### Given records
PR #1761, opened 2026-06-22
Simplify duplicated condition in FoldJump

Jim8y:
## Problem

The `FoldJump` jump-threading check tested the same condition twice:

```csharp
if (unconditionalJump.Contains(target.OpCode) || unconditionalJump.Contains(target.OpCode))
```

Both operands are identical, so the disjunction reduces to a single predicate — a copy-paste artifact that obscures intent.

## Fix

Collapse it to `if (unconditionalJump.Contains(target.OpCode))`. Folding a jump whose target is a *conditional* jump is intentionally not performed (see the `FoldJump` remarks), so this is a behavior-preserving cleanup, not a change in optimization scope.

## Verification

No functional change. The full `Neo.Compiler.CSharp.UnitTests` suite passes (1283), the optimizer-specific suites pass (BasicOptimizer, JumpEncoding, PeepholeOptimizer, OptimizerAutomation, SwitchJumpTable), and no testing artifacts change.


shargon (approved):

Wi1l-B0t (approved):
Minor Fix.

ajara87 (approved):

### Task instructions
Every record here must be output exactly, word for word.

### Result of this task
PR #1761, opened 2026-06-22
Simplify duplicated condition in FoldJump

Jim8y:
## Problem

The `FoldJump` jump-threading check tested the same condition twice:

```csharp
if (unconditionalJump.Contains(target.OpCode) || unconditionalJump.Contains(target.OpCode))
```

Both operands are identical, so the disjunction reduces to a single predicate — a copy-paste artifact that obscures intent.

## Fix

Collapse it to `if (unconditionalJump.Contains(target.OpCode))`. Folding a jump whose target is a *conditional* jump is intentionally not performed (see the `FoldJump` remarks), so this is a behavior-preserving cleanup, not a change in optimization scope.

## Verification

No functional change. The full `Neo.Compiler.CSharp.UnitTests` suite passes (1283), the optimizer-specific suites pass (BasicOptimizer, JumpEncoding, PeepholeOptimizer, OptimizerAutomation, SwitchJumpTable), and no testing artifacts change.


shargon (approved):

Wi1l-B0t (approved):
Minor Fix.

ajara87 (approved):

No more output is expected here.